The SYM VF3i 185 (also known as the SYM Star SR 170i in Vietnam) is a fuel-injected underbone motorcycle model by Taiwanese motorcycle company SYM Motors. The SYM VF3i is currently the largest-engined underbone motorcycle in the world, powered by a 183 cc SOHC 4-valve water-cooled engine. It was debuted in Malaysia on 5 April 2018 before being sold in Vietnam later in December. In Vietnam, however, the VF3i is given a smaller 174.5 cc engine and is sold as the SYM Star SR 170.

==Model history==
The news about the development of the SYM VF3i was first leaked in 2016 when it was previously known as the SYM Super Moped 175i. At that time, it was reported that SYM Motors was developing an underbone motorcycle model whose engine displacement surpasses the Honda Winner and Yamaha T-150. The Malaysian distributor of SYM motorcycles, MForce Bike Holdings Sdn. Bhd. later revealed that the SYM Super Moped would be launched during the third quarter of 2017; however, the launch date was later being pushed to the second quarter of 2018 to make way for the launch of the Benelli RFS150, also distributed by MForce Bike Holdings. The SYM Super Moped was later being renamed as the SYM VF3i 185 and was launched on 5 April 2018.

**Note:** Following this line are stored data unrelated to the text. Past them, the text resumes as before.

PR #220, opened 2020-10-07
Add a `tail` parameter to pod collector.

### LINKED ISSUE #216: Allow specifying number of lines for `pod` test collector
`kubectl logs` defaults to just 10 trailing lines when a selector is used:
```
      --tail=-1: Lines of recent log file to display. Defaults to -1 with no selector, showing all log lines otherwise
10, if a selector is provided.
```

Please add an optional `tail` field that lets use specify the number of lines (or -1 for all), since 10 is sometimes insufficient.

ref: https://github.com/kudobuilder/kuttl/blob/c5f944beaaa4ecf92c55898fbf35b6b7c634c148/pkg/apis/testharness/v1beta1/collector.go#L115-L116

porridge:

Ability to set the number of lines to collect.
Also minor improvements to contributor guide.

Fixes #216

### DIFF
--- a/pkg/apis/testharness/v1beta1/collector_test.go
+++ b/pkg/apis/testharness/v1beta1/collector_test.go
@@ -4,7 +4,7 @@ import (
 	"strings"
 	"testing"
 
-	"gotest.tools/assert"
+	"github.com/stretchr/testify/assert"
 )
 
 func TestTestCollector_String(t *testing.T) {
@@ -153,7 +153,7 @@ func TestPodCommand(t *testing.T) {
 		tt := tt
 		t.Run(tt.name, func(t *testing.T) {
 			cmd := podCommand(&tt.tc)
-			assert.DeepEqual(t, cmd.Command, tt.cmd) // DeepEqual to get nice context diff on failure
+			assert.Equal(t, cmd.Command, tt.cmd)
 		})
 	}
 }
--- a/pkg/apis/testharness/v1beta1/collector_test.go
+++ b/pkg/apis/testharness/v1beta1/collector_test.go
@@ -3,6 +3,8 @@ package v1beta1
 import (
 	"strings"
 	"testing"
+
+	"gotest.tools/assert"
 )
 
 func TestTestCollector_String(t *testing.T) {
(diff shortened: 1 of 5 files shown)


pkg/apis/testharness/v1beta1/collector_test.go
```diff
@@ -3,6 +3,8 @@ package v1beta1
 import (
 	"strings"
 	"testing"
+
+	"gotest.tools/assert"
```
kensipe, line 7: please switch to testify (which will remove the new dependency as well with a go mod verify)

kensipe (changes requested):
love it!  thanks!

the project has a dependency on testify... could you switch out the newly added dependency.. then we are good!

kensipe:
briefly looked into this... I see you are getting DeepEqual... is there a way to do this with our current tooling?

kensipe:
value of DeepEquals

```
=== RUN   TestPodCommand/pod_name_with_set_tail
    collector_test.go:156: assertion failed: 
        --- cmd.Command
        +++ tt.cmd
          strings.Join({
          	"kubectl logs --prefix foo -n $NAMESPACE --all-containers --tail=",
          	"4",
        - 	"2",
        + 	"3",
          }, "")
        
```

value of testify `.Equal`

```
=== RUN   TestPodCommand/pod_name_with_set_tail
    collector_test.go:157: 
        	Error Trace:	collector_test.go:157
        	Error:      	Not equal: 
        	            	expected: "kubectl logs --prefix foo -n $NAMESPACE --all-containers --tail=42"
        	            	actual  : "kubectl logs --prefix foo -n $NAMESPACE --all-containers --tail=43"
        	            	
        	            	Diff:
        	            	--- Expected
        	            	+++ Actual
        	            	@@ -1 +1 @@
        	            	-kubectl logs --prefix foo -n $NAMESPACE --all-containers --tail=42
        	            	+kubectl logs --prefix foo -n $NAMESPACE --all-containers --tail=43
        	Test:       	TestPodCommand/pod_name_with_set_tail
--- FAIL: TestPodCommand (0.00s)

```

pkg/apis/testharness/v1beta1/collector_test.go
porridge: Awesome, works even better!

porridge:
@kensipe I switched to testify and mentioned it in the contributor guide along with a couple other minor improvements there, PTAL.

kensipe (approved):
fantastic!  nice work!

PR #324, opened 2019-10-29
Reduce default maximum timestamp

hakontro:
The default for the upper timestamp filter on datapoints was too high,
this is now reduced to year 2100.


src/main/scala/cognite/spark/v1/PushdownUtilities.scala
```diff
@@ -109,7 +109,7 @@ object PushdownUtilities {
         .getOrElse(Instant.ofEpochMilli(0)),
       Try(timestampLimits.filter(_.isInstanceOf[Max]).min).toOption
         .map(_.value)
-        .getOrElse(Instant.ofEpochMilli(Long.MaxValue))
+        .getOrElse(Instant.ofEpochMilli(4102448400000L)) // Year 2100 should be sufficient
```
wjoel: Move this to `Constants`?

PR #328, opened 2019-11-01
Databricks fix

hakontro:


hakontro:
This did not work unfortunately.

PR #331, opened 2019-11-06
Release 1.1.0, rename to "cdf-spark-datasource"

wjoel:


build.sbt
```diff
@@ -78,7 +78,7 @@ lazy val library = (project in file("."))
   .dependsOn(macroSub % "compile-internal, test-internal")
   .settings(
     commonSettings,
-    name := "cdp-spark-datasource",
+    name := "cdf-spark-datasource",
```
hakontro: Could also add this as a breaking change, I suppose it will break builds that reference the cdp-spark-datasource.

wjoel: They will continue working with the old version, but you're right, it should be in the release notes.

PR #332, opened 2019-11-06
Read time series by partitions

hakontro:
Changes to datapoints are because of the new SDK version.


src/main/scala/cognite/spark/v1/StringDataPointsRelation.scala
```diff
@@ -86,14 +86,16 @@ class StringDataPointsRelationV1(config: RelationConfig)(override val sqlContext
       (
         StringDataPointsFilter(Some(id), None),
         client.dataPoints
-          .queryStringsById(id, lowerTimeLimit, upperTimeLimit, config.limit))
+          .queryStringsById(id, lowerTimeLimit, upperTimeLimit, config.limit)
```
wjoel: Might be nicer with a for comprehension?

src/test/scala/cognite/spark/v1/TimeSeriesRelationTest.scala
```diff
@@ -34,6 +44,7 @@ class TimeSeriesRelationTest extends FlatSpec with Matchers with SparkTest {
       .option("type", "timeseries")
       .option("collectMetrics", "true")
       .option("metricsPrefix", metricsPrefix)
+      .option("partitions", "1")
```
wjoel: Shouldn't it work without this as well?

src/test/scala/cognite/spark/v1/AssetsRelationTest.scala
```diff
@@ -132,7 +132,9 @@ class AssetsRelationTest extends FlatSpec with Matchers with SparkTest {
         |'$assetsTestSource' as source,
         |10 as id,
         |0 as createdTime,
-        |0 as lastUpdatedTime
+        |0 as lastUpdatedTime,
```
wjoel: Shouldn't `null` be allowed for this, as well as for `rootId`?

src/test/scala/cognite/spark/v1/TimeSeriesRelationTest.scala
```diff
@@ -26,6 +26,16 @@ class TimeSeriesRelationTest extends FlatSpec with Matchers with SparkTest {
 
   val testDataUnit = "time-series-test-data"
 
+  it should "read all data regardless of the number of partitions" taggedAs ReadTest in {
+    val dfreader = spark.read.format("cognite.spark.v1")
+      .option("apiKey", readApiKey.apiKey)
+      .option("type", "timeseries")
+    for (np <- Seq(1, 4, 8, 12)){
+      val df = dfreader.option("partitions", np.toString).load()
```
wjoel: Nice.

src/test/scala/cognite/spark/v1/TimeSeriesRelationTest.scala
hakontro: Absolutely, this is to make sure it works _with_ it!

src/test/scala/cognite/spark/v1/AssetsRelationTest.scala
hakontro: It should be, but it isn't now because it's using the sdk case class as schema (updateTimes aren't Options).

wjoel: Can we fix that? Inserts should be based on the `Create` classes, fields that are in the read class but not in the create class should be made optional. Maybe a separate PR though.

src/main/scala/cognite/spark/v1/StringDataPointsRelation.scala
hakontro: Couldn't find a nicer one, unless you meant the `ids.map{ id` part, but that's pretty much the same. Gets tricky with `IO`, do you have a suggestion?

src/test/scala/cognite/spark/v1/AssetsRelationTest.scala
hakontro: Absolutely. I agree, let's do it in a different PR, and do it for all the resource types.

andrews47288: Emil was helping me use the `Create` classes for this earlier, still working on it then will make pr

src/main/scala/cognite/spark/v1/StringDataPointsRelation.scala
wjoel: Not really nicer, you can keep it as is.
```
val itemsIOFromId = for {
      id <- ids
    } yield (
      StringDataPointsFilter(Some(id), None),
      for {
        queryResults1 <- client.dataPoints.queryStringsById(id, lowerTimeLimit, upperTimeLimit, config.limit)
      } yield queryResults1.flatMap(_.datapoints)
    )
```

src/main/scala/cognite/spark/v1/NumericDataPointsRelation.scala
```diff
@@ -172,7 +175,10 @@ class NumericDataPointsRelationV1(config: RelationConfig)(sqlContext: SQLContext
             granularity,
             agg,
             config.limit
-          ))
+          )
+          .map(_.map {
```
wjoel: Give the parameter a name here, it's difficult to read with more than one `_`

PR #334, opened 2019-11-07
Change upsert schemas for events, time series, asset, (string) datapoints

andrews47288:


src/main/scala/cognite/spark/v1/AssetsRelation.scala
```diff
@@ -88,22 +89,22 @@ class AssetsRelation(config: RelationConfig)(val sqlContext: SQLContext)
...
     val (assetsToUpdate, assetsToCreate) = assets.partition(
       p => if (p.externalId.isEmpty) { false } else { existingExternalIds.contains(p.externalId.get) }
     )
 
     val idMap = client.assets
       .retrieveByExternalIds(existingExternalIds)
-      .unsafeRunSync()
-      .map(a => a.externalId -> a.id)
-      .toMap
+      .map(_.map(e => e.externalId -> e.id).toMap)
```
hakontro: We should probably use a for Asset here.

src/main/scala/cognite/spark/v1/AssetsRelation.scala
```diff
@@ -88,22 +89,22 @@ class AssetsRelation(config: RelationConfig)(val sqlContext: SQLContext)
...
 
     val create =
-      if (assetsToCreate.isEmpty) IO.unit else client.assets.createFromRead(assetsToCreate)
+      if (assetsToCreate.isEmpty) IO.unit else client.assets.create(assetsToCreate)
```
hakontro: I suggest `{ IO.unit }` for consistency.

src/main/scala/cognite/spark/v1/EventsRelation.scala
```diff
@@ -2,15 +2,15 @@ package cognite.spark.v1
 
 import cats.effect.{ContextShift, IO}
 import cats.implicits._
-import com.cognite.sdk.scala.v1.{Event, EventUpdate, EventsFilter, GenericClient, TimeRange}
+import com.cognite.sdk.scala.v1.{Event, EventCreate, EventUpdate, EventsFilter, GenericClient, TimeRange}
```
hakontro: Looks like `TimeRange` isn't used anymore. Not related to this PR, but let's remove it anyways.

src/test/scala/cognite/spark/v1/EventsRelationTest.scala
```diff
@@ -487,6 +487,69 @@ class EventsRelationTest extends FlatSpec with Matchers with SparkTest {
     spark.sparkContext.setLogLevel("WARN")
   }
 
+  it should "allow upsert in savemode" taggedAs WriteTest in {
+    val source = "spark-events-test"
+
+    // Cleanup events
```
hakontro: These comments look like they should be deleted or uncommented.

src/test/scala/cognite/spark/v1/EventsRelationTest.scala
```diff
@@ -487,6 +487,69 @@ class EventsRelationTest extends FlatSpec with Matchers with SparkTest {
...
+              |lastUpdatedTime
+              |from sourceEvent
+              |limit 100
+   """.stripMargin)
+      .write
+      .format("cognite.spark.v1")
+      .option("apiKey", writeApiKey.apiKey)
+      .option("onconflict", "upsert")
+      .option("type", "events")
+      .save()
```
hakontro: Should probably check if the result of the upsert is as expected,

src/test/scala/cognite/spark/v1/EventsRelationTest.scala
andrews47288: these comments are copied over from the  previous test (it should support upserts), so should I remove them there as well?

src/main/scala/cognite/spark/v1/AssetsRelation.scala
andrews47288: I think Emil is going to add updating by external ID in the scala sdk, so then we can just use external ID without needing to do this at all, right?

hakontro: Yep!

hakontro:
Looks great now, feel free to rebase and merge.

src/main/scala/cognite/spark/v1/StringDataPointsRelation.scala
```diff
@@ -103,3 +111,7 @@ class StringDataPointsRelationV1(config: RelationConfig)(override val sqlContext
     Row.fromSeq(indicesOfRequiredFields.map(idx => rowOfAllFields.get(idx)))
   }
 }
+
+object StringDataPointsRelation extends UpsertSchema {
+  val upsertSchema = structType[InsertStringDataPointsItem]
```
wjoel: Wouldn't `structType[StringDataPointsItem]` produce the same schema?

src/main/scala/cognite/spark/v1/TimeSeriesRelation.scala
```diff
@@ -47,13 +47,12 @@ class TimeSeriesRelation(config: RelationConfig, useLegacyName: Boolean)(val sql
 
   override def getFromRowAndCreate(rows: Seq[Row]): IO[Unit] = {
     val timeSeriesSeq = rows.map { r =>
-      val timeSeries = fromRow[TimeSeries](r)
-      val timeSeriesWithMetadata = timeSeries.copy(metadata = filterMetadata(timeSeries.metadata))
-      val timeSeriesCreate = timeSeriesWithMetadata.transformInto[TimeSeriesCreate]
+      val timeSeries = fromRow[TimeSeriesCreate](r)
+      timeSeries.copy(metadata = filterMetadata(timeSeries.metadata))
```
wjoel: `.copy` does not modify the item in place, it will return a new `TimeSeriesCreate` item with the modified metadata. You need to keep `timeSeriesWithMetadata` as it was.

We should have a test for this if we didn't catch it in one of the existing ones.

andrews47288: Test was correctly failing with this change, I just missed it. I changed it back to the way it was and the test is passing

src/main/scala/cognite/spark/v1/StringDataPointsRelation.scala
```diff
@@ -24,6 +27,13 @@ case class StringDataPointsFilter(
     externalId: Option[String]
 )
 
+case class InsertStringDataPointsItem(
```
wjoel: Probably don't need this, results in the same schema as `StringDataPointsItem` and if we were reading back `java.sql.Timestamp` from the row we should probably continue to use `StringDataPointsItem` on line 53?

src/test/scala/cognite/spark/v1/EventsRelationTest.scala
```diff
@@ -483,6 +483,84 @@ class EventsRelationTest extends FlatSpec with Matchers with SparkTest {
...
+              |least(startTime, endTime) as startTime,
+              |greatest(startTime, endTime) as endTime,
+              |type,
+              |subtype,
+              |null as assetIds,
+              |bigint(0) as id,
+              |map("foo", null, "bar", "test") as metadata,
+              |"$source" as source,
+              |string(id) as externalId,
+              |createdTime,
```
wjoel: Test with `null as createdTime` since it should be optional (and ignored) now.

src/test/scala/cognite/spark/v1/TimeSeriesRelationTest.scala
```diff
@@ -280,6 +280,8 @@ class TimeSeriesRelationTest extends FlatSpec with Matchers with SparkTest {
     assert(initialDescriptionsAfterUpsert.length == 0)
   }
 
+
```
wjoel: Remove added newlines.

The SYM VF3i was featured during the EICMA 2018 motor show in Milan, Italy, where the featured model was shown as being equipped with anti-lock braking system (ABS), making the VF3i as the first underbone motorcycle to be equipped with ABS. However, the ABS option was not available in Malaysia.

The SYM VF3i was later launched in Vietnam on 17 December 2018 as the SYM Star SR 170. However, the SYM Star SR 170 is given a smaller 174.5 cc engine and comes with ABS as standard.